Strength stability over loading time of zirconia-hydroxyapatite composites

Zirconia (ZrO2) and hydroxyapatite (HAp) are commonly used as materials for medical applications, especially in implants, due to their excellent mechanical properties and bioactive function. Their composites characterize with good mechanical (similar Young's modulus and compressive strength to bone) and biological properties such as: higher bioactivity and biocompatibility. In this paper 3YZrO2 -HAp composites were prepared from the nanometric powders via the wet-mixing process and the pressure-less sintering in the air atmosphere at .1150 °C. Then they were examined in terms of properties. The shrinkage was tested using a dilatometer. The structural properties of the specimens were analyzed by X-ray diffraction, Infrared (MIR) and Raman spectroscopy. The morphology of HAp and the microstructure of the 3YZrO2 -HAp composites were evaluated using TEM and SEM microscopy. The samples’ mechanical properties, such as flexural strength and the Young’s modulus, were measured using the biaxial loading method. The hardness and KIC were examined using the Vickers indentation technique. The mechanical tests showed that all the materials revealed susceptibility to subritical cracking - the higher content of HAp in the composites, the weaker tendency of slow crack growth. The bioactive modifier addition decreased the hardness and KIC of the composites and the other mechanical properties.

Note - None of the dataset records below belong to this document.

PR #218, opened 2026-04-08
Load target backend library for validation when dumping DLC via QnnIr

yuhuchua-qti:
### Description
This change refines the QNNEP backend loading and validation flow so that:
- QnnIr.dll is still used for graph serialization and DLC dumping
- The target backend library is loaded in parallel when "backend_path|QnnXXX.dll" and "ep.qnnexecutionprovider.dump_qnn_ir_dlc|1" are specified in command.
- Validation is performed using the target backend’s validator

### Motivation and Context
When the backend path is set to QnnIr, QNNEP currently only loads QnnIr.dll and uses its validator to serialize and dump DLC. This is insufficient to guarantee that the generated DLC is valid for the actual execution backend (e.g. QnnHTP).


qti-hungjuiw:
Would it be possible for us to have some unit tests for this feature/functionality?

onnxruntime/core/providers/qnn/builder/qnn_backend_manager.cc
```diff
@@ -1837,6 +1790,26 @@ Ort::Status QnnBackendManager::SetupBackend(
...
+    ORT_CXX_LOG_PTR(logger_ptr_, ORT_LOGGING_LEVEL_VERBOSE, "SetValidatorLogger succeed.");
+  }
+
+  if (status.IsOK() && qnn_serializer_config_) {
+    status = InitializeValidatorBackend();
+  }
+  if (status.IsOK() && qnn_serializer_config_) {
+    ORT_CXX_LOG_PTR(logger_ptr_, ORT_LOGGING_LEVEL_VERBOSE, "InitializeValidatorBackend succeed.");
+  }
+
```
minfhong-qti, line 1895:
```suggestion
  if (status.IsOK() && qnn_serializer_config_) {
    status = InitializeQnnValidatorLog();
    if (status.IsOK()) {
      ORT_CXX_LOG_PTR(logger_ptr_, ORT_LOGGING_LEVEL_VERBOSE, "SetValidatorLogger succeed.");
    }
    if (status.IsOK()) {
      status = InitializeValidatorBackend();
    }
    if (status.IsOK()) {
      ORT_CXX_LOG_PTR(logger_ptr_, ORT_LOGGING_LEVEL_VERBOSE, "InitializeValidatorBackend succeed.");
    }
  }

```

onnxruntime/core/providers/qnn/builder/qnn_backend_manager.cc
```diff
@@ -531,18 +531,44 @@ Ort::Status QnnBackendManager::InitializeQnnLog() {
...
+            ("Failed to initialize backend (" + backend_label + "). Error: " +
+             QnnErrorHandleToString(result))
+                .c_str());
+
+  initialized_flag = true;
   return Ort::Status();
 }
 
+Ort::Status QnnBackendManager::InitializeQnnLog() {
+  return CreateQnnLog(qnn_interface_, log_handle_, "primary");
```
minfhong-qti: I prefer "backend" here as in normal use case (i.e., w/o dumping DLC), it is simply the backend.
As well for others.

onnxruntime/core/providers/qnn/builder/qnn_backend_manager.cc
```diff
@@ -595,30 +621,54 @@ Ort::Status QnnBackendManager::ResetQnnLogLevel(std::optional<OrtLoggingLevel> o
...
+                                              const std::string& backend_label) {
+  if (interface.backendFree == nullptr) {
+    initialized_flag = false;
+    return Ort::Status();
+  }
 
+  Qnn_ErrorHandle_t result = interface.backendFree(backend_handle);
+  initialized_flag = false;
+  RETURN_IF(QNN_BACKEND_NO_ERROR != result,
+            ("Failed to shutdown " + backend_label + " backend!").c_str());
```
minfhong-qti: I think the logic here is different from the original one. Please check again.

onnxruntime/core/providers/qnn/builder/qnn_model_wrapper.cc
```diff
@@ -238,11 +238,22 @@ Ort::Status QnnModelWrapper::ValidateQnnNode(const std::string& node_name,
                                        std::move(params));
 
   std::string error_msg;
-  RETURN_IF_NOT(op_config_wrapper.QnnGraphOpValidation(qnn_interface_, backend_handle_, error_msg), error_msg.c_str());
+  std::cout << "## QnnModelWrapper::ValidateQnnNode start!" << std::endl;
```
minfhong-qti: Remove these couts.

onnxruntime/core/providers/qnn/builder/qnn_model_wrapper.cc
```diff
@@ -487,7 +498,8 @@ bool QnnModelWrapper::CreateQnnNode(const std::string& qnn_node_name,
     ORT_CXX_LOG(logger_, ORT_LOGGING_LEVEL_VERBOSE, oss.str().c_str());
 
     std::string error_msg;
-    bool rt = op_config_wrapper.QnnGraphOpValidation(qnn_interface_, backend_handle_, error_msg);
+    // bool rt = op_config_wrapper.QnnGraphOpValidation(qnn_interface_, backend_handle_, error_msg);
```
minfhong-qti: Remove.

onnxruntime/core/providers/qnn/builder/qnn_model_wrapper.cc
```diff
@@ -238,11 +238,22 @@ Ort::Status QnnModelWrapper::ValidateQnnNode(const std::string& node_name,
...
 }
 
+bool QnnModelWrapper::DoOpValidation(QnnOpConfigWrapper& op_config, std::string& error_msg) const {
+  if (backend_validator_handle_ != nullptr) {
+    std::cout << "## Validate with validator backend handle!" << std::endl;
+    return op_config.QnnGraphOpValidation(qnn_validator_interface_, backend_validator_handle_, error_msg);
+  }
+  std::cout << "## Validate with default backend handle!" << std::endl;
+  return op_config.QnnGraphOpValidation(qnn_interface_, backend_handle_, error_msg);
+}
```
```suggestion
Ort::Status QnnModelWrapper::ValidateQnnNode(QnnOpConfigWrapper op_config_wrapper.
                                             const QNN_INTERFACE_VER_TYPE& qnn_interface.
                                             const Qnn_BackendHandle_t& backend_handle,
                                             std::string& error_msg) const {
  RETURN_IF_NOT(op_config.QnnGraphOpValidation(qnn_interface_, backend_handle_, error_msg), error_msg.c_str());
  return Ort::Status();
}
```
Define as overload.

minfhong-qti (commented):
Previously user can give `QnnIr.dll` as backend path and dump DLC. What is the new usage after this PR?

qti-jkilpatrick:
I'm not planning to review the code, but please do make sure that loading `QnnHtp.dll` is not required. Please be sure to allow for `QnnCpu.dll`, `QnnGpu.dll`, or even `QnnIr.dll` to handle validation. Requiring HTP will break AI Hub's usage.

This is a great idea though. This has been a consistent frustration.

yuhuchua-qti:
Hi @qti-jkilpatrick, 

Loading QnnHtp.dll is not required for this functionality.
The target backend library used for validation is only loaded conditionally, and only when both of the following are specified:
- backend_path|QnnXXX.dll
- ep.qnnexecutionprovider.dump_qnn_ir_dlc|1

Under this setup, the backend specified via backend_path (e.g., QnnCpu.dll, QnnGpu.dll, or QnnIr.dll) is loaded in parallel for validation purposes.
Before merging, we will make sure that this flow works correctly with QnnCpu.dll, QnnGpu.dll, and QnnIr.dll, without requiring QnnHtp.dll, to ensure compatibility with AI Hub usage.

Thanks

onnxruntime/core/providers/qnn/builder/qnn_backend_manager.cc
yuhuchua-qti: I've updated in latest PR. Thanks.

onnxruntime/core/providers/qnn/builder/qnn_model_wrapper.cc
yuhuchua-qti: I've fixed it. Thanks.

onnxruntime/core/providers/qnn/builder/qnn_model_wrapper.cc
yuhuchua-qti: I've fixed it. Thanks.

qti-chuteng (approved):

onnxruntime/core/providers/qnn/builder/qnn_backend_manager.cc
```diff
@@ -531,18 +525,44 @@ Ort::Status QnnBackendManager::InitializeQnnLog() {
...
 
   RETURN_IF(QNN_BACKEND_NO_ERROR != result,
-            ("Failed to initialize logging in the QNN backend. Error: " + QnnErrorHandleToString(result)).c_str());
+            ("Failed to initialize logging in the " + backend_label + ". Error: " +
+             QnnErrorHandleToString(result))
+                .c_str());
+  return Ort::Status();
+}
+
+Ort::Status QnnBackendManager::CreateQnnBackend(const QNN_INTERFACE_VER_TYPE& interface,
```
minfhong-qti: Nit.
1. Move right **ahead** `InitializeBackend` since they are relevant.
2. Prefer to rename to `InitializeBackendCommon` since I think current naming is confusing and not easy to follow the relationship among these `InitializerBackend`-related functions.

Please as well apply to all the other similar functions.

onnxruntime/core/providers/qnn/builder/qnn_model_wrapper.cc
yuhuchua-qti: I've updated this in latest PR. Thanks.

onnxruntime/core/providers/qnn/builder/qnn_backend_manager.cc
```diff
@@ -594,30 +597,69 @@ Ort::Status QnnBackendManager::ResetQnnLogLevel(std::optional<OrtLoggingLevel> o
...
+Ort::Status QnnBackendManager::ShutdownValidatorBackend() {
+  if (!validator_backend_initialized_) {
+    return Ort::Status();
+  }
+
+  return ShutdownBackendCommon(qnn_validator_interface_, validator_backend_handle_,
+                               validator_backend_initialized_, "validator");
+}
+
+Ort::Status QnnBackendManager::ShutdownBackendCommon(const QNN_INTERFACE_VER_TYPE& interface,
```
minfhong-qti: Nit. Move ahead `ShutdownBackend` to align with others' order.

onnxruntime/core/providers/qnn/builder/qnn_backend_manager.h
```diff
@@ -335,18 +338,27 @@ class QnnBackendManager : public std::enable_shared_from_this<QnnBackendManager>
...
   Ort::Status CreateDevice();
 
   Ort::Status ReleaseDevice();
 
   Ort::Status ShutdownBackend();
 
+  Ort::Status ShutdownValidatorBackend();
+
+  // Shared implementation for ShutdownBackend / ShutdownValidatorBackend.
+  Ort::Status ShutdownBackendCommon(const QNN_INTERFACE_VER_TYPE& interface,
```
minfhong-qti, line 356: Please reorder these new functions like in .cc as well.

yuhuchua-qti: I've fixed this in latest PR. Thanks.

onnxruntime/core/providers/qnn/builder/qnn_backend_manager.cc
yuhuchua-qti: I've fixed this in latest PR. Thanks.

onnxruntime/core/providers/qnn/builder/qnn_backend_manager.h
yuhuchua-qti: I've fixed this in latest PR. Thanks.

minfhong-qti (approved):

yuhuchua-qti:
> Would it be possible for us to have some unit tests for this feature/functionality?

Hi. I've added this in latest PR. Thanks.

yuhuchua-qti:
> Previously user can give `QnnIr.dll` as backend path and dump DLC. What is the new usage after this PR?

Hi,
There is no new usage introduced. 
The existing option can be used to dump the DLC: `-C "ep.qnnexecutionprovider.dump_qnn_ir_dlc|1 ep.qnnexecutionprovider.dump_qnn_ir_dlc_dir|.\dlc_output"`.
The target validation backend can be specified via `-i "backend_path|QnnXXX.dll"`.
Thanks.

onnxruntime/test/providers/qnn/qnn_basic_test.cc
```diff
@@ -979,15 +981,19 @@ TEST_F(QnnHTPBackendTests, TestNHWCResizeShapeInference_qdq_sizes_opset18) {
...
+// Test that QNN Ir generates the expected DLC file for a model meant to run on the QNN HTP backend,
+// using the HTP backend's validator.
+TEST_F(QnnHTPBackendTests, QnnIr_HtpValidator_OutputFiles) {
   BackendSupport ir_backend_support = IsIRBackendSupported();
   if (ir_backend_support == BackendSupport::UNSUPPORTED) {
     GTEST_SKIP() << "QNN IR backend is not available! Skipping test.";
   }
   ASSERT_NE(ir_backend_support, BackendSupport::SUPPORT_ERROR) << "Failed to check if QNN IR backend is available.";
 
+  if (QnnHTPBackendTests::ShouldSkipIfHtpArchIsLessThanOrEqualTo(QNN_HTP_DEVICE_ARCH_V68)) {
```
kuanyul-qti: Can we use `SKIP_HTP_TEST_ON_ARCH_LESS_THAN_OR_EQUAL_TO(QNN_HTP_DEVICE_ARCH_V68)`?

qti-chuteng:
## Critical

**[C-1]** `onnxruntime/core/providers/qnn/builder/qnn_backend_manager.cc:363-411 / 2098-2154`

Removing the `gsl::finally` and storing the validator library handle directly into the member `validator_backend_lib_handle_` introduces a leak on the failure path. `ReleaseResources()` early-returns when `!backend_setup_completed_`, and `backend_setup_completed_` is only set to `true` at the very end of a fully successful `SetupBackend()`. If any of the following fails (a) the second `GetQnnInterfaceProvider` call inside `LoadQnnSerializerBackend`, (b) `LoadQnnSystemLib`, `InitializeQnnLog`, `InitializeBackend`, `InitializeQnnValidatorLog`, `InitializeValidatorBackend`, `CreateDevice`, `InitializeProfiling`, `LoadOpPackage`, `CreateContext` — `validator_backend_lib_handle_` is set but never unloaded.

**Suggested fix**: Either (a) keep a stack-local handle + `gsl::finally` inside `LoadQnnSerializerBackend()` and only transfer ownership after every step succeeds; or (b) drop the early-return in `ReleaseResources()` (or scope-narrow it) and unconditionally unload both library handles at the bottom. Consider a small RAII `LibUnloader` deleter (see PR #215's `PlatformInfoDeleter`).

---

## Major

**[M-1]** `onnxruntime/core/providers/qnn/builder/qnn_backend_manager.cc:355-358` — Stale comment now contradicts the PR's core behavior. The comment says "calls to QnnBackend_validateOpConfig will be to the saver backend, not the 'intended' one" but the PR makes the opposite true. Rewrite to describe the new behavior.

**[M-2]** `onnxruntime/core/providers/qnn/builder/qnn_backend_manager.h:210, 227` — `GetQnnValidatorInterface()` / `GetQnnValidatorBackendHandle()` return zero-initialized values in the non-serializer flow; `QnnModelWrapper::ValidateQnnNode` branches on the handle being null as the only signal. The invariant (handle null ⇔ interface zero) is implicit and not enforced by the type system. Suggest bundling into a `std::optional<ValidatorContext>` or at minimum an assert + comment.

**[M-3]** `onnxruntime/test/providers/qnn/qnn_basic_test.cc:2089-2177` — The new `QnnIr_GpuValidator_OutputFiles` and `QnnIr_CpuValidator_OutputFiles` tests rely only on the fixture's `SetUp()` for availability gating, but the fixture probes are weak: `QnnGPUBackendTests` uses `cached_gpu_support_` (probably OK), but `QnnCPUBackendTests::IsIRBackendSupported()` ultimately calls `GetCPUSupport()` which always returns `SUPPORTED` — i.e. dead code on the CPU fixture. CI hosts without `QnnGpu.dll` will hard-fail in `SetupBackend` rather than skipping. Add an explicit lib-load probe; or make `GetIRSupport()` actually try loading QnnIr.

**[M-4]** `onnxruntime/core/providers/qnn/builder/qnn_backend_manager.cc:585-598` — `ResetQnnLogLevel()` only updates `qnn_interface_.logSetLogLevel(log_handle_, ...)`. With this PR a separate `validator_log_handle_` exists, but it is never updated when the user changes the runtime log level (e.g. via `SetSessionLogSeverityLevel`). The validator backend's logging stays at the level captured at setup time. Refactor `ResetQnnLogLevel` into a shared helper and update both paths in the serializer flow.

---

## Minor

**[N-1]** `onnxruntime/core/providers/qnn/builder/qnn_model_wrapper.h:46-66` — `QnnModelWrapper` ctor grew to 11 positional parameters; bundle `qnn_interface / backend_handle / qnn_validator_interface / backend_validator_handle` into a `QnnBackendRefs` aggregate.

**[N-2]** `onnxruntime/core/providers/qnn/builder/qnn_model_wrapper.h:107-108` — New `ValidateQnnNode(QnnOpConfigWrapper&, std::string&)` overload is public and takes `op_config` by non-const reference, but the implementation only reads from it. Make it `const&` and move the helper to `private:` ([C31]: internal helpers stay private).

**[N-3]** `onnxruntime/core/providers/qnn/builder/qnn_backend_manager.cc:2074-2096` — `TerminateQnnLog`'s best-effort tail uses `std::optional + std::move` with a comment justifying it; a plain "store both, return whichever failed first" pattern is more readable.

**[N-4]** `onnxruntime/test/providers/qnn/qnn_basic_test.cc:351-393` — `TestBackend::Gpu` is added to the enum but `AddSerializerConfigs`'s switch only handles Ir/Saver and falls through to `assert(false)`. Document the assumption on the enum or sharpen the assert message.

**[N-5]** `onnxruntime/core/providers/qnn/builder/qnn_backend_manager.cc:1867-1869` — Log says `"SetValidatorLogger succeed."` but the call is `InitializeQnnValidatorLog()`. Inherits a pre-existing inconsistency on the regular path (`"SetLogger succeed."` vs `InitializeQnnLog`). Align both messages.

yuhuchua-qti:
> ## Critical
> **[C-1]** `onnxruntime/core/providers/qnn/builder/qnn_backend_manager.cc:363-411 / 2098-2154`
> 
> Removing the `gsl::finally` and storing the validator library handle directly into the member `validator_backend_lib_handle_` introduces a leak on the failure path. `ReleaseResources()` early-returns when `!backend_setup_completed_`, and `backend_setup_completed_` is only set to `true` at the very end of a fully successful `SetupBackend()`. If any of the following fails (a) the second `GetQnnInterfaceProvider` call inside `LoadQnnSerializerBackend`, (b) `LoadQnnSystemLib`, `InitializeQnnLog`, `InitializeBackend`, `InitializeQnnValidatorLog`, `InitializeValidatorBackend`, `CreateDevice`, `InitializeProfiling`, `LoadOpPackage`, `CreateContext` — `validator_backend_lib_handle_` is set but never unloaded.
> 
> **Suggested fix**: Either (a) keep a stack-local handle + `gsl::finally` inside `LoadQnnSerializerBackend()` and only transfer ownership after every step succeeds; or (b) drop the early-return in `ReleaseResources()` (or scope-narrow it) and unconditionally unload both library handles at the bottom. Consider a small RAII `LibUnloader` deleter (see PR #215's `PlatformInfoDeleter`).
> 
> ## Major
> **[M-1]** `onnxruntime/core/providers/qnn/builder/qnn_backend_manager.cc:355-358` — Stale comment now contradicts the PR's core behavior. The comment says "calls to QnnBackend_validateOpConfig will be to the saver backend, not the 'intended' one" but the PR makes the opposite true. Rewrite to describe the new behavior.
> 
> **[M-2]** `onnxruntime/core/providers/qnn/builder/qnn_backend_manager.h:210, 227` — `GetQnnValidatorInterface()` / `GetQnnValidatorBackendHandle()` return zero-initialized values in the non-serializer flow; `QnnModelWrapper::ValidateQnnNode` branches on the handle being null as the only signal. The invariant (handle null ⇔ interface zero) is implicit and not enforced by the type system. Suggest bundling into a `std::optional<ValidatorContext>` or at minimum an assert + comment.
> 
> **[M-3]** `onnxruntime/test/providers/qnn/qnn_basic_test.cc:2089-2177` — The new `QnnIr_GpuValidator_OutputFiles` and `QnnIr_CpuValidator_OutputFiles` tests rely only on the fixture's `SetUp()` for availability gating, but the fixture probes are weak: `QnnGPUBackendTests` uses `cached_gpu_support_` (probably OK), but `QnnCPUBackendTests::IsIRBackendSupported()` ultimately calls `GetCPUSupport()` which always returns `SUPPORTED` — i.e. dead code on the CPU fixture. CI hosts without `QnnGpu.dll` will hard-fail in `SetupBackend` rather than skipping. Add an explicit lib-load probe; or make `GetIRSupport()` actually try loading QnnIr.
> 
> **[M-4]** `onnxruntime/core/providers/qnn/builder/qnn_backend_manager.cc:585-598` — `ResetQnnLogLevel()` only updates `qnn_interface_.logSetLogLevel(log_handle_, ...)`. With this PR a separate `validator_log_handle_` exists, but it is never updated when the user changes the runtime log level (e.g. via `SetSessionLogSeverityLevel`). The validator backend's logging stays at the level captured at setup time. Refactor `ResetQnnLogLevel` into a shared helper and update both paths in the serializer flow.
> 
> ## Minor
> **[N-1]** `onnxruntime/core/providers/qnn/builder/qnn_model_wrapper.h:46-66` — `QnnModelWrapper` ctor grew to 11 positional parameters; bundle `qnn_interface / backend_handle / qnn_validator_interface / backend_validator_handle` into a `QnnBackendRefs` aggregate.
> 
> **[N-2]** `onnxruntime/core/providers/qnn/builder/qnn_model_wrapper.h:107-108` — New `ValidateQnnNode(QnnOpConfigWrapper&, std::string&)` overload is public and takes `op_config` by non-const reference, but the implementation only reads from it. Make it `const&` and move the helper to `private:` ([C31]: internal helpers stay private).
> 
> **[N-3]** `onnxruntime/core/providers/qnn/builder/qnn_backend_manager.cc:2074-2096` — `TerminateQnnLog`'s best-effort tail uses `std::optional + std::move` with a comment justifying it; a plain "store both, return whichever failed first" pattern is more readable.
> 
> **[N-4]** `onnxruntime/test/providers/qnn/qnn_basic_test.cc:351-393` — `TestBackend::Gpu` is added to the enum but `AddSerializerConfigs`'s switch only handles Ir/Saver and falls through to `assert(false)`. Document the assumption on the enum or sharpen the assert message.
> 
> **[N-5]** `onnxruntime/core/providers/qnn/builder/qnn_backend_manager.cc:1867-1869` — Log says `"SetValidatorLogger succeed."` but the call is `InitializeQnnValidatorLog()`. Inherits a pre-existing inconsistency on the regular path (`"SetLogger succeed."` vs `InitializeQnnLog`). Align both messages.

Hi @qti-chuteng ,
I've fixed above comments.

  - [C-1] ✅ Fixed — Refactored ReleaseResources(): moved UnloadLib for backend_lib_handle_ and
  validator_backend_lib_handle_ outside the backend_setup_completed_ guard to prevent resource leak on partial setup
  failure.
  - [M-1] ✅ Fixed — Rewrote stale comment to clarify that in the QnnIr flow, backendValidateOpConfig routes to the
  target backend; added TODO for QnnSaver.
  - [M-2] ✅ Fixed — Added invariant comment above qnn_validator_interface_ in qnn_backend_manager.h; added assert in
  QnnModelWrapper constructor.
  - [M-3] ✅ Fixed — GetIRSupport() now actually probes QnnIr.dll / libQnnIr.so via LoadDynamicLibraryImpl instead of
  always returning SUPPORTED.
  - [M-4] ✅ Fixed — Extracted SetQnnLogLevelCommon() as a private member function; ResetQnnLogLevel() now updates both
  main and validator backend log levels.
  - [N-1] ⏭ Deferred — The invariant is already enforced via [M-2] assert + comment; QnnBackendRefs refactor is out of
  scope for this PR — will do in a follow-up.
  - [N-2] ✅ Fixed — Moved ValidateQnnNode(QnnOpConfigWrapper&, std::string&) to private:. const& was attempted but
  dropped — C API (backendValidateOpConfig) does not guarantee const correctness, causing C2662.
  - [N-3] ✅ Fixed — Simplified TerminateQnnLog(): replaced std::optional pattern with two named Ort::Status variables
  and explicit std::move.
  - [N-4] ✅ Fixed — Sharpened assert message in AddSerializerConfigs to "only Ir and Saver are valid serializer
  backends.".
  - [N-5] ✅ Fixed — "SetLogger succeed." → "InitializeQnnLog succeed."; "SetValidatorLogger succeed." →
  "InitializeQnnValidatorLog succeed.".

Thanks

onnxruntime/test/providers/qnn/qnn_basic_test.cc
yuhuchua-qti: I've fixed this in latest PR. Thanks.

The microstructure investigation showed that the HAp incorporation into the 3Y-ZrO2 matrix led to higher porosity and the growth of 3Y-ZrO2 grains size, as compared to 3Y-ZrO2 without addition. The XRD results confirmed the MIR and Raman ones. They revealed the HAp decomposition into β-TCP. Additionally, the phase transition of the tetragonal ZrO2(T) into the cubic ZrO2(C) was noted with the increasing HAp content in the composites. The composites’ mechanical properties met the requirements of cancellous bone and may serve as an alternative to biomaterials for bone repair and regeneration processes.